Figure 7. miR-34a-5p decreased the KSHV copy number and virus gene expression, and c-fos rescued the suppressive role.

(A) The mRNA expression levels of LANA, RTA, K8.1, and v-GPCR were analyzed by real-time PCR in the miR-34a-5p upregulated and rescue groups. (B) KSHV virus DNA copy number was detected by the Taq-man real-time PCR after overexpression of miR-34a-5p in SK-RG cells. (C) KSHV DNA copy number in the rescue assay was detected by the Taq-man real-time PCR. Data are presented as mean ± SD for three independent experiments. **P < 0.01; ***P < 0.001.

Figure 8. miR-34a-5p effectively inhibited tumor proliferation in nude mice xenograft tumor models.

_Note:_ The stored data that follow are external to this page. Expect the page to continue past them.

PR #73, opened 2024-03-15
62 new qmi driver for thorlabs mpc320

rbudhrani:


qmi/instruments/thorlabs/mpc320.py
```diff
@@ -0,0 +1,507 @@
...
+    AptMessageId,
+    AptProtocol,
+)
+
+# Global variable holding the logger for this module.
+_logger = logging.getLogger(__name__)
+
+
+@dataclass
+class Thorlabs_MPC320_Status:
```
heevasti, line 33: Minor: For these (data)classes we do not apply the QMI-driver naming convention, so you could use the regular 'CamelCase' naming, without underscores.

qmi/instruments/thorlabs/mpc320.py
```diff
@@ -0,0 +1,507 @@
...
+
+    # the maximum range for a paddle is 170 degrees
+    # the value returned by the encoder is 1370 for 170 degrees
+    ENCODER_CONVERSION_UNIT = 170 / 1370
+
+    MIN_POSITION_DEGREES = 0
+    MAX_POSITION_DEGREES = 170
+
+    MIN_VELOCITY_PERC = 10
+    MAX_VELOCITY_PERC = 100
```
heevasti, line 88: You are using `int`s here, could they also be floats?

qmi/instruments/thorlabs/apt_protocol.py
```diff
@@ -0,0 +1,249 @@
...
+        self._transport = transport
+        self._timeout = default_timeout
+        self._apt_device_address = apt_device_address
+        self._host_address = host_address
+
+    def write_param_command(
+        self,
+        message_id: int,
+        param1: Optional[int] = None,
+        param2: Optional[int] = None,
```
heevasti, line 184: Couldn't you just do `int = 0`? Then in the message you just use `param1`, `param2` as 0x00 == 0.

qmi/instruments/thorlabs/apt_protocol.py
```diff
@@ -0,0 +1,249 @@
...
+
+class AptMessageHeaderForData(LittleEndianStructure):
+    """
+    This is the version of the APT message header when a data packet follows a header.
+    """
+
+    _pack_ = True
+    _fields_: List[Tuple[str, type]] = [
+        ("message_id", c_uint16),
+        ("date_length", c_uint16),
```
heevasti, line 131: I suppose you should refer here to message data length, not message date as in day,month,year...?

qmi/instruments/thorlabs/mpc320.py
```diff
@@ -0,0 +1,507 @@
...
+    def _validate_position(self, pos: float) -> None:
+        """
+        Validate the position. Any position for the MPC320 needs to be in the range 0 to 170 degrees,
+        or 0 to 1370 in encoder counts.
+
+        Parameters:
+            pos:    Position to validate in degrees.
+
+        Raises:
+            an instance of QMI_InstrumentException if the position is invalid.
```
heevasti, line 113: Minor: In the readthedocs this looks nicer if you do `QMI_InstrumentException: If the position is invalid`. The `:` makes sure the exception name is in bold and the description with regular lettering. Valid to all `Raises:` sections in these docstrings.

qmi/instruments/thorlabs/mpc320.py
```diff
@@ -0,0 +1,507 @@
...
+        Validate the channel number. The MPC320 has 3 channels.
+
+        Parameters:
+            channel_number: Channel number to validate.
+
+        Raises:
+            an instance of QMI_InstrumentException if the channel is not 1, 2 or 3
+        """
+
+        if channel_number not in [1, 2, 3]:
```
heevasti, line 149: Minor: If you want this to be more flexible, you could do `range(self.MIN_CHANNEL_NUMBER, self.MAX_CHANNEL_NUMBER + 1)`. So it can be directly applied also for 2 channel cases, if that gets implemented.

qmi/instruments/thorlabs/mpc320.py
```diff
@@ -0,0 +1,507 @@
...
+        and fail to include it/them again in this call, that channel(s) will be disabled. For example, if you run the
+        following:
+        self.enable_channel([1])
+        self.enable_channel([2])
+        only channel 2 will be enabled and 1 and 3 will be disabled.
+        The correct way to call this method in this case is
+        self.enable_channel([1,2])
+
+        Parameters:
+            channel_number: The channnels(s) to enable.
```
heevasti, line 210: triple-n

qmi/instruments/thorlabs/mpc320.py
```diff
@@ -0,0 +1,507 @@
...
+        # For the MPC320 the channel number does not matter here. The device has one LED that flashes irrespective
+        # of the provided channel number.
+        self._apt_protocol.write_param_command(AptMessageId.MOD_IDENTIFY.value, 0x01)
+
+    @rpc_method
+    def enable_channels(self, channel_numbers: List[int]) -> None:
+        """
+        Enable the channel(s). Note that this method will disable any channel that is not provided as an argument. For
+        example, if you enable channel 1, then 2 and 3 will be disabled. If you have previously enabled a channel(s)
+        and fail to include it/them again in this call, that channel(s) will be disabled. For example, if you run the
```
heevasti, line 201: This must be the Thorlabs logic for this function? As I don't see anywhere a 'disable' list.

qmi/instruments/thorlabs/mpc320.py
```diff
@@ -0,0 +1,507 @@
...
+    @rpc_method
+    def is_channel_homed(self, channel_number: int, timeout: float = DEFAULT_RESPONSE_TIMEOUT) -> bool:
+        """
+        Check if a given channel is homed. This command should only be run after the method `home_channel`.
+        Otherwise you will read bytes from other commands using this method.
+
+        Paramters:
+            channel_number: The channel to check.
+            timeout:        The time to wait for a response to the homing command. This is optional
+                            and is set to a default value of DEFAULT_RESPONSE_TIMEOUT.
```
heevasti, line 311: Reformat to 'with default value DEFAULT_RESPONSE_TIMEOUT'.

qmi/instruments/thorlabs/mpc320.py
```diff
@@ -0,0 +1,507 @@
...
+        # then read the actual response we need
+        resp = self._apt_protocol.ask(MOT_MOVE_HOMED, timeout)
+
+        # Check if the channel number in the response is equal to the one that was asked for.
+        return resp.chan_ident == Thorlabs_MPC320_ChannelMap[channel_number]
+
+    @rpc_method
+    def move_absolute(self, channel_number: int, position: float) -> None:
+        """
+        Move a channel to the specified position. The specified position is in degeres. A conversion is done to convert
```
heevasti, line 331: degeres -> degrees

qmi/instruments/thorlabs/mpc320.py
```diff
@@ -0,0 +1,507 @@
...
+        self._validate_channel(channel_number)
+        self._check_is_open()
+        # This command needs a workaround. Instead of returning the MOT_MOVE_HOMED message, the instrument returns
+        # its current state first, so read that to discard the buffer
+        _ = self._apt_protocol.ask(MOT_GET_USTATUSUPDATE, timeout)
+        # then read the actual response we need
+        resp = self._apt_protocol.ask(MOT_MOVE_HOMED, timeout)
+
+        # Check if the channel number in the response is equal to the one that was asked for.
+        return resp.chan_ident == Thorlabs_MPC320_ChannelMap[channel_number]
```
heevasti, line 326: Question: I find this a little baffling (probably a Thorlabs bug): So the response is sent only when the move is completed and the returned "chan_ident" just says the channel number? This could receive an answer of another channel and fail, right?

qmi/instruments/thorlabs/mpc320.py
```diff
@@ -0,0 +1,507 @@
...
+    def jog(
+        self,
+        channel_number: int,
+        direction: AptChannelJogDirection = AptChannelJogDirection.FORWARD,
+    ) -> None:
+        """
+        Move a channel specified by its jog step.
+
+        Parameters:
+            channel_number: The channel to job.
```
heevasti, line 439: job -> jog. Also next line

qmi/instruments/thorlabs/mpc320.py
```diff
@@ -0,0 +1,507 @@
...
+            jog_step3=round(jog_step3 / self.ENCODER_CONVERSION_UNIT),
+        )
+        # Send message.
+        self._apt_protocol.write_data_command(AptMessageId.POL_SET_PARAMS.value, data_packet)
+
+    @rpc_method
+    def get_polarisation_parameters(self) -> Thorlabs_MPC320_PolarisationParameters:
+        """
+        Get the polarisation parameters.
+        """
```
heevasti, line 494: Returns: ...

heevasti (commented):
Great work here! Some comments and questions. Don't forget to add the shortcut to the class in `__init__.py` and edit the `CHANGELOG.md`. Awaiting for the unit-tests.

The protocol seems fine to me in general.

tests/instruments/thorlabs/test_mpc320.py
```diff
@@ -0,0 +1,537 @@
...
+    AptChannelState,
+)
+
+
+class TestThorlabsMPC320(unittest.TestCase):
+    def setUp(self):
+        # Patch QMI context and make instrument
+        self._ctx_qmi_id = f"test-tasks-{random.randint(0, 100)}"
+        qmi.start(self._ctx_qmi_id)
+        self._transport_mock = unittest.mock.MagicMock(spec=QMI_SerialTransport)
```
heevasti, line 19: So, there was this discussion of not using the `qmi.start` in unit-tests anymore. It is indeed unnecessary to open localhost contexts for unit-tests as we actually just need to test the driver. To replace this you can use the `/tests/patcher.py`.

You can either patch the `qmi.start` with
```python
from tests.patcher import PatcherQmiContext
...
        self._ctx_qmi_id = f"test-tasks-{random.randint(0, 100)}"
        self.qmi_patcher = PatcherQmiContext()
        self.qmi_patcher.start(self._ctx_qmi_id)
```
which is patching for this type of tests. For testing the driver class directly you can do
```python
from tests.patcher import PatcherQmiContext as QMI_Context
...
        patcher = patch('qmi.instruments.thorlabs.mpc320.create_transport', spec=QMI_SerialTransport)
        self._transport_mock = patcher.start().return_value
        self.addCleanup(patcher.stop)
        # Make DUT
        self._instr: Thorlabs_Mpc320 = Thorlabs_Mpc320(
            QMI_Context("test_mpc320"), Thorlabs_Mpc320, "serial:transport_str"
        )
        self._instr.open()
```

qmi/instruments/thorlabs/__init__.py
```diff
@@ -7,8 +7,11 @@
 - PM100D power meter
 - TSP01, TSP01B environmental sensors.
 """
```
heevasti, line 9: Add MPC320 into this list

qmi/instruments/thorlabs/apt_protocol.py
rbudhrani: indeed!

qmi/instruments/thorlabs/apt_protocol.py
rbudhrani: yes! good catch

qmi/instruments/thorlabs/apt_packets.py
```diff
@@ -0,0 +1,186 @@
...
+        msg_id:     ID of message whose settings should be save.
+    """
+
+    MESSAGE_ID = AptMessageId.MOT_SET_EEPROMPARAMS.value
+    _fields_: List[Tuple[str, type]] = [("chan_ident", apt_word), ("msg_id", apt_word)]
+
+
+class POL_GET_SET_PARAMS(AptMessage):
+    """ "
+    Data packet structure for POL_SET_PARAMS command. It is also the data packet structure for the POL_SET_PARAMS.
```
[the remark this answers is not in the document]
rbudhrani: good catch! the second one is now GET

qmi/instruments/thorlabs/mpc320.py
rbudhrani: for this I want to start using the instrument as a prefix because then the client will know what its for. In general I want to start this in other QMI drivers as well. let me know what you think?

qmi/instruments/thorlabs/mpc320.py
rbudhrani: also the double s 😄

qmi/instruments/thorlabs/mpc320.py
rbudhrani: yes, for this driver, you automatically disable channels that are not in the enable list. That's why for the `disable_all_channels()` command you will notice that I use the same message ID `MOD_SET_CHANENABLESTATE` but with an empty list. So I am enabling no channels, which automatically disables all of them

qmi/instruments/thorlabs/mpc320.py
rbudhrani: they can only be ints

tests/instruments/thorlabs/test_mpc320.py
rbudhrani: was meaning to change that, thanks for pointing it out. I have still kept the patcher for the transport with the `with` keyword

qmi/instruments/thorlabs/mpc320.py
rbudhrani: nice! did it for all

qmi/instruments/thorlabs/mpc320.py
heevasti: I have no issue with that. The linter probably does complain about it though?

rbudhrani: linter seems happy with it

qmi/instruments/thorlabs/mpc320.py
rbudhrani: This was the case for `MOD_GET_CHANENABLESTATE` so I have do it for the others as well.
The response is only sent when the move is completed, which is why I now have a try except block. If it receives the info for another channel I would like it to fail, since I don't know whether the channel that I wanted info for is homed or not

heevasti (approved):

(A) Protocol for establishing in vivo studies of xenograft tumor models. (B) The invivoimagingsystem (IVIS) LUMina III system was used to detect tumors in nude mice. (C) Visual inspection of the isolated tumor size. (D) The volume (mm³) of the tumor was measured using vernier calipers in the miR-34a-5p agomir and miR-NC agomir treatment groups (miR-NC: 364.95 ± 202.52; miR-34a-5p: 2079.03 ± 536.69). (E) Levels of c-fos, CDK6, and cyclin D1 in tumor tissue samples of nude mice were detected by IHC analyses. (F–H) Quantification of the relative level of c-fos, CDK6, and cyclin D1. (I) Comparison of the weight (mg) of the xenograft tumors (miR-NC: 1708 ± 631.74; miR-34a-5p: 262.25 ± 88.52). Data are presented as means ± SD for three independent experiments. *P < 0.05; **P < 0.01; ***P < 0.001.